39. Nanoparticles for treating resistant tumour cells, said nanoparticles comprising a matrix of at least one protein and at least one active agent embedded in said matrix, wherein said at least one protein is selected from the group consisting of albumin, gelatine, casein and immunoglobulins, and wherein the surface of said nanoparticles comprises a substance selected from the group consisting of polyethylene glycol molecules and drug targeting ligands.

40. The nanoparticles according to claim 39, wherein the active agent is an antineoplastic active agent.

41. The nanoparticles according to claim 39, wherein said at least one protein is human serum albumin.

41. The nanoparticles according to claim 39, wherein the active agent is selected from the group consisting of the cytostatic agents, comprising plant cytostatic agents, chemically defined cytostatic agents from the groups of the alkaloids, especially the vinca-alkaloids, the podophyllotoxins, podophyllotoxin derivatives, alkylating agents, especially nitrosoureas, nitrogen mustard analogues, the cytotoxic antibiotics, preferably the anthracyclines, the antimetabolites, especially the folic acid analogues, purine analogues and pyrimidine analogues.

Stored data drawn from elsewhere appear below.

PR #352, opened 2024-09-22
Get rid of the SDK submodules and move the code into the repo

lipsanen:
Redo of #351


UncraftedName:
This clang-format version crap is very tragic - your version is different from mine so you have a lot of unnecessary format diffs. I'll look into setting up a specific clang-format/uncrustify version, or we should completely nuke the formatting.

spt/cvars.cpp
```diff
@@ -325,59 +198,140 @@ void Cvar_RegisterSPTCvars()
...
 }
 
+
 void Cvar_UnregisterSPTCvars()
 {
-	if (!interfaces::g_pCVar)
+	if (!g_pCVar)
 		return;
 
+	ConCommandBase::s_pConCommandBases = NULL;
```
SirWillian, line 314: If you care about mimicking what the engine does naturally, this should be moved to the end of of Cvar_RegisterSPTCvars. Atm we are kinda living with a somewhat bogus pointer in this variable through the lifetime of the plugin since it's never cleared

spt/spt-serverplugin.cpp
```diff
@@ -132,22 +132,16 @@ void DefaultFOVChangeCallback(ConVar* var, char const* pOldString)
...
 CSourcePauseTool g_SourcePauseTool;
-EXPOSE_SINGLE_INTERFACE_GLOBALVAR(CSourcePauseTool,
-                                  IServerPluginCallbacks,
-                                  INTERFACEVERSION_ISERVERPLUGINCALLBACKS,
-                                  g_SourcePauseTool);
-#endif
+
+extern "C" __declspec(dllexport) const void* CreateInterface(const char* pName, int* pReturnCode) {
+	if (pReturnCode) {
+		*pReturnCode = 2007;
```
evanlin96069, line 139: According to the sdk
> if pReturnCode is set, it will return one of the following values (IFACE_OK, IFACE_FAILED)

Also, should we check for the `INTERFACEVERSION_ISERVERPLUGINCALLBACKS`?

spt/cvars.cpp
```diff
@@ -325,59 +198,140 @@ void Cvar_RegisterSPTCvars()
...
 		if (inittedCmd == cmd_to_feature.end())
 		{
 			DevWarning("Command %s was unloaded, because it was not initialized!\n", cmdName);
 			ConCommandBase* todelete = cmd;
 			cmd = (ConCommandBase*)cmd->GetNext();
-			RemoveCommandFromList(pluginCommandListHead, todelete);
+			RemoveCommandFromList(todelete);
 			continue;
 		}
+		else
```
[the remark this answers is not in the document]
lipsanen: Not in OE. The plugin unload does not get rid of the binary (the fix that works in 3420 hasn't been ported over there). So the commands need to be put back in the plugin list in order to work next time the plugin is loaded.

spt/cvars.cpp
lipsanen: The reasoning for this is that in OE the plugin list contains (at least?) one concommand after the cvars have been loaded normally. This caused a crash upon reloading the plugin

spt/spt-serverplugin.cpp
lipsanen: Checking for the version is not necessary. I also just set the return code to something funny since it isn't actually used.

spt/cvars.cpp
```diff
@@ -23,31 +23,21 @@ struct FeatureCommand
 	bool unhideOnUnregister;
 };
 static std::vector<FeatureCommand> cmd_to_feature;
-static bool first_time_init = true;
 static ConCommandBase** pluginCommandListHead = nullptr;
```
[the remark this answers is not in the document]
lipsanen: I think this was already removed but should be now at least

spt/features/autocomplete.cpp
```diff
@@ -39,17 +39,17 @@ bool AutocompleteFeature::ShouldLoadFeature()
...
 
 void AutocompleteFeature::InitHooks() {}
 
 void AutocompleteFeature::LoadFeature()
 {
 #ifndef OE
-	playdemoCommand = reinterpret_cast<ConCommand_guts*>(interfaces::g_pCVar->FindCommand("playdemo"));
-	loadCommand = reinterpret_cast<ConCommand_guts*>(interfaces::g_pCVar->FindCommand("load"));
-	execCommand = reinterpret_cast<ConCommand_guts*>(interfaces::g_pCVar->FindCommand("exec"));
+	playdemoCommand = reinterpret_cast<ConCommand_guts*>(g_pCVar->FindCommand("playdemo"));
```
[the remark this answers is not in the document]
lipsanen: they aren't really needed but I was too lazy to clean up everything

PR #364, opened 2024-11-25
Add Strafe HUD

evanlin96069:
Plot the strafe acceleration graph.
No imgui, just draw in vgui for now.

Also, moved DecodeUserCmdFromBuffer to playerio and made it a signal instead.
Changed `CreateMove` and `GetButtonBits` to use `DECL_HOOK_THISCALL` style declaration.

### DIFF
--- a/spt/features/strafehud.cpp
+++ b/spt/features/strafehud.cpp
@@ -1,0 +1,561 @@
+#include "stdafx.hpp"
+#include "..\feature.hpp"
+#include "hud.hpp"
+
+#ifdef SPT_HUD_ENABLED
+
+#include <immintrin.h>
+
+#include "interfaces.hpp"
+#include "playerio.hpp"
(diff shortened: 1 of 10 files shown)


spt/features/strafehud.cpp
```diff
@@ -0,0 +1,533 @@
...
+			accel /= -smallestAccel;
+		}
+	}
+
+	shouldUpdateLines = true;
+}
+
+void StrafeHUD::DrawHUD()
+{
+	interfaces::surface;
```
lipsanen, line 350: this looks like a leftover from something

lipsanen (changes requested):

spt/features/strafehud.cpp
evanlin96069: Fixed :)
Also added strafehud options in spt_gui

PR #365, opened 2024-11-25
Add spt_cam_draw_player

evanlin96069:
An option to not draw player model when camera control is enabled.
Requested by Eold. Sometimes you just want to use cinematic mode but don't want to see the player.

Also, removed `sv_cheats` check for camera control to be more consistent with other SPT features.


lipsanen:
tyvm

PR #371, opened 2025-03-12
Removed duplicate logic of spt_print_portals & spt_find_portals, changed to only spt_print_portals

UncraftedName:


lipsanen:
tyvm

PR #381, opened 2025-04-28
Player trace

UncraftedName:
Added commands:
- `spt_trace_start`/`spt_trace_stop`
- `spt_trace_next_tick`/`spt_trace_prev_tick`/`spt_trace_set_tick`
- `spt_trace_export`/`spt_trace_import`

Added cvars:
- `spt_draw_trace`
- `spt_hud_trace`
- `spt_trace_autoplay`
- `spt_trace_ent_collect_radius`
- `spt_trace_draw_portal_collision_entities`
- `spt_trace_draw_path_cones`
- `spt_trace_draw_cam_style`
- `spt_trace_draw_contact_points`
- Added `spt_cam_control 4` for viewing from the trace perspective

Planned changed for future:
- support for multiple active traces
- ImGui support for player trace

I know that source code is preferred over libraries, but the lzma SDK was too much of a pain to get working in SPT, so I compiled the project from source and added instructions (`thirdparty/xz/readme.txt`) on how others can compile them.


spt/features/camera.cpp
```diff
@@ -890,6 +894,14 @@ void Camera::HandleCinematicMode(bool active)
 	currentCam = InterpPath(currentTime);
 }
 
+void Camera::HandleTraceMode(bool active)
+{
+	if (!active)
+		return;
+	extern bool SptGetActiveTracePos(Vector & pos, QAngle & ang, float& fov);
```
lipsanen, line 901: Include the header preferably rather than declaring the function here separately

spt/features/visualizations/player_trace/tr_config.hpp
```diff
@@ -0,0 +1,173 @@
...
+
+	enum TrPlayerCameraDrawType
+	{
+		TR_PCDT_FRUSTUM,
+		TR_PCDT_BOX_AND_LINE,
+
+		TR_PCDT_COUNT,
+	};
+
+	struct
```
lipsanen, line 33: Any particular reason why this file uses C-style structs?

lipsanen (changes requested):
Some parts of the code that stored entity pointers looked a bit spooky, hopefully it's made sure that pointers remain valid after/level loads/entitites getting destroyed etc.

spt/features/visualizations/player_trace/tr_config.hpp
UncraftedName: I'm not sure I understand the question.
- everything in that file is effectively a global, so it's all gotta be public (so I used structs instead of classes)
- the reason I used globals at all instead of hardcoding all the values is to smooth the making of the imgui interface for the player trace in the future (this way I can just edit those values directly from some separate file and it'll immediately effect how the player trace is drawn)
- the reason it's all in structs instead of being naked globals is because intellisense will make it a bit easier to use something like `trStyles.entities.drawObbCenter` or `trStyles.pathStyle.cones.tickInterval` than naked globals

UncraftedName:
> Some parts of the code that stored entity pointers looked a bit spooky, hopefully it's made sure that pointers remain valid after/level loads/entitites getting destroyed etc.

I'm not sure exactly which part of the code you're talking about, but if you mean the pointers in `TrEnt_v1` & `TrPhysicsObjectInfo_v1` - those are actually not *meant* to be valid, they are meant to serve as an ID for cache invalidation. For `IServerEntity*`, we have handles which *should* guarantee uniqueness (unless you reload thousands of times), so the pointer there is redundant.

There is no handle mechanism for `IPhysicsObject*` however, so I create my own ID to determine if the particular physics object is a a *new* one or one that I have seen before. One of the things that I use for that ID is the pointer, which of course is not guaranteed to be unique for every object (and in fact there's a special case for portals), but the hope is that it will maybe help.

spt/features/visualizations/player_trace/tr_feature.cpp
```diff
@@ -0,0 +1,343 @@
...
+	InitCommand(spt_trace_set_tick);
+	InitCommand(spt_trace_export);
+	InitCommand(spt_trace_import);
+
+	if (AddHudCallback("trace", [](auto) { spt_player_trace_feat.OnHudCallback(); }, spt_hud_trace))
+		SptImGui::RegisterHudCvarCheckbox(spt_hud_trace);
+
+	InitConcommandBase(spt_trace_autoplay);
+	InitConcommandBase(spt_trace_ent_collect_radius);
+	InitConcommandBase(spt_trace_draw_portal_collision_entities);
```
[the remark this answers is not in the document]
UncraftedName: Good catch, but only the last one. Fixed

spt/features/camera.cpp
UncraftedName: Alright, I declared all cvars in tr_config

spt/features/visualizations/player_trace/tr_config.hpp
lipsanen: I mean the name being at the end of the struct and not at the beginning?

UncraftedName: Is that really C-style structs? Those are just named instances of anonymous structs. Googles ai overview gives a good example:
```#include <stdio.h>

struct Employee {
    char name[50];
    struct { // Anonymous struct for address
        char street[50];
        char city[50];
        char state[3];
        int zip_code;
    } address;
};

int main() {
    struct Employee emp = {
        "John Doe",
        {
            "123 Main St",
            "Anytown",
            "CA",
            91234
        }
    };

    printf("Name: %s\n", emp.name);
    printf("Address: %s, %s, %s %d\n", 
           emp.address.street, emp.address.city, emp.address.state, emp.address.zip_code);

    return 0;
}
```

lipsanen:
tyvm

PR #384, opened 2025-05-05
Fixed SG overlay being broken for fizzled portals

UncraftedName:
I removed some logic during my ent list crap and didn't add it back cuz I'm stupid


lipsanen:
tyty

PR #96, opened 2015-04-13
Python client updates: materialization and tests.

mookerji:
0. Updates serializations tests, which got dropped with the last
message migration.
1. Optionally, materialize SBP objects from fields. Previously an SBP
object was required, since we were only ever deserializing.
2. Docstring clarifications.

/cc @mfine


mfine:
Looks good.

PR #101, opened 2015-04-14
WIP JSON serialization

mfine:
Playing around with JSON serialization. This is pretty broken and not working:

+ the parent objects are getting lost or not able to be serialized (e.g., `payload`); what really needs to happen is that the json dict from the parent needs to be merged in with the child's json dict. Or some such.
+ the `from_json` approach here is no bueno with nested structures - `json.loads` returns dicts and lists, while the existing objects are built up from construct into containers. Need some kind of json-to-construct mapping function.

Thoughts and ideas on how to do a better job here very welcome!

DO NOT MERGE

/cc @mookerji

### DIFF
--- a/generator/sbpg/targets/resources/sbp_construct_template.py.j2
+++ b/generator/sbpg/targets/resources/sbp_construct_template.py.j2
@@ -15,8 +15,9 @@
 """
 
 from construct import *
+import json
 from sbp import SBP
-from sbp.utils import fmt_repr, exclude_fields
+from sbp.utils import fmt_repr, exclude_fields, walk_json_dict
 import six
 
 ((*- for i in include *))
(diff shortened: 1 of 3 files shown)


mfine:
Another idea here would be to jettison the parent fields (filter them all out on the way out) and just compose the object from its own relevant fields. Still would have the issue with building containers for nested structures.

mfine:
Just checked that this serializes ok - downside is that it won't serialize any of the parents stuff, or deserialize it back. Plus, the issue with the containers for nested objects is still there.

generator/sbpg/targets/resources/sbp_construct_template.py.j2
```diff
@@ -144,6 +145,19 @@ class ((( m.identifier | classnameify )))(SBP):
     c = Container(**exclude_fields(self))
     self.payload = ((( m.identifier | classnameify )))._parser.build(c)
     return self.pack()
+
+  def to_json(self):
```
mookerji: With the `__dict__`, this doesn't get the parent objects?

mfine: It does (I had filtered them originally with `exclude_fields`).

mfine:
Replaced by https://github.com/swift-nav/libsbp/pull/103.

PR #105, opened 2015-04-14
handle unpickling error more gracefully

denniszollo:
This should address issue https://github.com/swift-nav/sbp_log_analysis/issues/84 .


denniszollo:
Retest this please

denniszollo:
I'm not sure where to catch this error anymore.  I think that if there is a "SBP payload deserialization error" we shouldn't try to unpicke or do anything.

mfine:
@denniszollo since we're off pickle now, going to close this out (JSON is parsed per line and should have better handling here).

PR #114, opened 2015-04-15
Misc Fixes

fnoble:
- Changes id for `MSG_EPHEMERIS` to `0x46` (#98)
 - Removes annoying timestamps from generated files
 - Fixes `MSG_BOOTLOADER_HANDSHAKE` type spec to fix terminiation issue (#113)
 - Removes the unsupported `bytes` type from the specification

@mookerji @mfine

PR #117, opened 2015-04-16
Bootload test fixes (and more!)

fnoble:
- Some generalization of the generator to properly handle arrays of primitive types
 - Fix to bootloader test now we have a new payload spec (from #114)

### DIFF
--- a/spec/tests/yaml/swiftnav/sbp/test_bootload.yaml
+++ b/spec/tests/yaml/swiftnav/sbp/test_bootload.yaml
@@ -6,11 +6,20 @@ tests:
 
 - msg:
     fields:
-      handshake: 118
+      handshake: [118, 49, 46, 50] # 'v1.2'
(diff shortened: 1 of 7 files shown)


fnoble:
@mfine @mookerji

fnoble:
retest this please

spec/tests/yaml/swiftnav/sbp/test_bootload.yaml
```diff
@@ -6,11 +6,20 @@ tests:
 
 - msg:
     fields:
-      handshake: 118
+      handshake: [118, 49, 46, 50] # 'v1.2'
```
mookerji: Hmmm, I suppose this is fine for the time being. It's more a problem that we aren't being consistent with our schema (null terminated strings). I'll probably follow up at some point with making this parser conditional.

PR #122, opened 2015-04-16
Catch message dispatch KeyErrors and make them warnings.

mookerji:
In the event that we're missing a message in the dispatch table, raise
a warning instead of throwing an exception.

/cc @fnoble @mfine


mfine:
Oh wow, didn't realize it was an exception. Ship it.

PR #123, opened 2015-04-16
Expand JSON messages before they go out

mfine:
JSON messages need to be inflated before they go out. Do a table dispatch on the way out.

/cc @mookerji


fnoble:
lgtm

PR #124, opened 2015-04-17
Make ext_events messages public

henryhallam:


mfine:
@henryhallam there's an updated test case I just pulled in that will fix that failure on `test_pickle_log_missing`.

PR #126, opened 2015-04-17
SBP doc: Table 2.0.1. s/Payload/Packet/

henryhallam:
Chapter 2 "Message Structure",  Table 2.0.1: Swift Binary Protocol message structure

The bottom row says "Total Payload Length" but it should read "Total Packet Length" because this table is describing a whole packet including the header and footer.

All the other tables in the doc describe payloads, so they correctly say "Total Payload Length"


fnoble:
Perhaps "Message" instead of "Packet" for consistency? We don't tend to refer to packets much.

PR #129, opened 2015-04-21
Suppress NaN in python JSON dump

### LINKED ISSUE #128: Disallow NaN in JSON
JSON doesn't support NaN, but the python library will generate NaN values by default. See [here](http://stackoverflow.com/questions/6601812/sending-nan-in-json) for more context.

The NaN values currently kill log ingestion. Fix is to `allow_nan=False`.

mfine:
Set `allow_nan=False` in `json.dumps`. Fixes #128 

/cc @fnoble @mookerji

### DIFF
--- a/python/sbp/client/loggers/json_logger.py
+++ b/python/sbp/client/loggers/json_logger.py
@@ -67,13 +67,17 @@ class JSONLogIterator(LogIterator):
 
     """
     for line in self.handle:
-      data = json.loads(line)
-      delta = data['delta']
-      timestamp = data['timestamp']
-      item = SBP.from_json_dict(data['data'])
       try:
-        yield (delta, timestamp, self.dispatcher(item))
-      except KeyError:
-        yield (delta, timestamp, item)
+        data = json.loads(line)
+        delta = data['delta']
+        timestamp = data['timestamp']
+        item = SBP.from_json_dict(data['data'])
+        try:
+          yield (delta, timestamp, self.dispatcher(item))
+        except KeyError:
+          yield (delta, timestamp, item)
+      except ValueError:
+        warn = "Bad JSON decoding for line %s" % line
+        warnings.warn(warn, RuntimeWarning)
     self.handle.seek(0, 0)
     raise StopIteration
--- a/python/sbp/client/loggers/json_logger.py
+++ b/python/sbp/client/loggers/json_logger.py
@@ -11,6 +11,7 @@
 from ... import SBP
 from .base_logger import BaseLogger, LogIterator
 import json
+import warnings
 
 class JSONLogger(BaseLogger):
   """
@@ -31,8 +32,12 @@ class JSONLogger(BaseLogger):
             "data": data}
 
   def call(self, msg):
-    self.handle.write(json.dumps(self.fmt_msg(msg), allow_nan=False) + "\n")
-
+    try:
+      self.handle.write(json.dumps(self.fmt_msg(msg), allow_nan=False) + "\n")
+    except ValueError:
+      warn = "Bad values in JSON encoding for msg_type %d for msg %s" \
+             % (msg.msg_type, msg)
+      warnings.warn(warn, RuntimeWarning)
 
 class JSONLogIterator(LogIterator):
   """
--- a/python/sbp/client/loggers/json_logger.py
+++ b/python/sbp/client/loggers/json_logger.py
@@ -31,7 +31,7 @@ class JSONLogger(BaseLogger):
             "data": data}
 
   def call(self, msg):
-    self.handle.write(json.dumps(self.fmt_msg(msg)) + "\n")
+    self.handle.write(json.dumps(self.fmt_msg(msg), allow_nan=False) + "\n")
 
 
 class JSONLogIterator(LogIterator):
--- a/python/sbp/__init__.py
+++ b/python/sbp/__init__.py
@@ -117,7 +117,7 @@ class SBP(object):
 
     """
     d = self.to_json_dict()
-    return json.dumps(d, allow_nan=False)
+    return json.dumps(d)
 
   @staticmethod
   def from_json(s):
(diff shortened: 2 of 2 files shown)


fnoble:
Looks like this will cause a `ValueError` if we get an SBP message containing a NaN. Maybe there is a way to handle more gracefully?

mfine:
Good catch:

```python
>>> json.dumps({"wut": float('nan')})
'{"wut": NaN}'
>>> json.dumps({"wut": float('nan')}, allow_nan=False)
  File "<stdin>", line 1, in <module>
  File "/usr/local/Cellar/python/2.7.9/Frameworks/Python.framework/Versions/2.7/lib/python2.7/json/__init__.py", line 250, in dumps
    sort_keys=sort_keys, **kw).encode(obj)
  File "/usr/local/Cellar/python/2.7.9/Frameworks/Python.framework/Versions/2.7/lib/python2.7/json/encoder.py", line 207, in encode
    chunks = self.iterencode(o, _one_shot=True)
  File "/usr/local/Cellar/python/2.7.9/Frameworks/Python.framework/Versions/2.7/lib/python2.7/json/encoder.py", line 270, in iterencode
    return _iterencode(o, 0)
ValueError: Out of range float values are not JSON compliant
>>> 
```

Not sure what the graceful solution is here, though.

fnoble:
Dunno what the right answer is, perhaps just exclude it from the output?

mfine:
K, will swallow the `ValueError` and move on.

fnoble:
Maybe warn along the way?

mookerji:
How and why are we getting NaN's with the libsbp objects?

mfine:
@mookerji seeing it in tracking messages:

42. The nanoparticles according to claim 39, wherein the active agent is selected from the group consisting of mistletoe preparations, vinblastine, vincristine, vindesine, vinorelbine, etoposide, teniposide, nimustine, carmustine, lomustine, cyclophosphamide, estramustine, melphalan, ifosfamide, trofosfamide, chlorambucil, bendamustine, dacarbazine, busulfan, procarbazine, treosulfan, temozolomide, thiotepa, daunorubicin, doxorubicin, epirubicin, mitoxantrone, idarubicin, bleomycin, mitomycin, Dactinomycin, methotrexate, fludarabine, cladribine, mercaptopurine, thioguanine, cytarabine, gemcitabine, fluorouracil, capecitabine, paclitaxel, docetaxel, carboplatin, cisplatin and oxaliplatin.

43. The nanoparticles according to claim 40, wherein said antineoplastic active agent is selected from the group consisting of platinum compounds, amsacrine, irinotecan, hydroxycarbamide, pentostatin, porfimer sodium, aldesleukin, tretinoin and asparaginase.

44. The nanoparticles according to claim 39, wherein said polyethylene glycol molecules are monofunctional or bifunctional polyethylene glycol derivatives.

45. The nanoparticles according to claim 39, wherein said drug targeting ligands are selected from the group consisting of trastuzumab, cetuximab, antibodies recognising tumour-specific proteins, transferrin and galactose.

46. The nanoparticles according to claim 39, wherein said nanoparticles have a size in the range of 100 to 600 nm

47. The nanoparticles according to claim 46, wherein said nanoparticles have a size in the range of 100 to 400 nm.

48. The nanoparticles according to claim 47, wherein said nanoparticles have a size in the range of 100 to 200 nm.